Few Connecticut Doctors Treat Chronic Lyme Disease
Most primary care physicians responding to survey are undecided or don't believe condition exists
THURSDAY, Sept. 2 (HealthDay News) -- Relatively few Connecticut primary care physicians are diagnosing and treating chronic Lyme disease, compared to a much larger number who are undecided on the existence of the condition or don't believe it exists, according to research published online Sept. 2 in the Journal of Pediatrics.
Michael Johnson, M.D., and Henry M. Feder Jr., M.D., of the University of Connecticut Health Center in Farmington, analyzed data from a survey of 285 primary care physicians in Connecticut. The survey included questions regarding their diagnosis and treatment of Lyme disease in the last three years.
The researchers found that six physicians (2.1 percent) diagnosed and treated chronic Lyme disease; these physicians diagnosed an average of 3.1 cases apiece per year, excluding an outlier who diagnosed 40 cases per year. Another 137 (48.1 percent) were undecided on its existence and didn't diagnose or treat it, and 142 (49.8 percent) didn't believe in the existence of chronic Lyme disease.

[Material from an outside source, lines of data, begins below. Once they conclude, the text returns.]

PR #1296, opened 2017-08-08
Some sphinx fixes and removed private and special members from sphinx…

### LINKED ISSUE #1284: Hide private variables and methods in sphinx docs

KaiSzuttor:
… documentation.

Fixes #1284

### DIFF
--- a/doc/sphinx/io.rst
+++ b/doc/sphinx/io.rst
@@ -150,13 +150,15 @@ re-registered when the same checkpoint id is used later.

"The acceptance or rejection of the concept of chronic Lyme disease has polarized Connecticut physicians," the authors write. "No physician commented that he/she used intravenous antibiotics to treat patients with chronic Lyme disease. Thus, the physicians we identified who diagnose chronic Lyme disease and treat patients with it differ from [advocates known as] 'Lyme literate' physicians because the 'Lyme literate' physicians treat hundreds of patients with chronic Lyme disease each year, with months to years of antibiotics given orally or intravenously."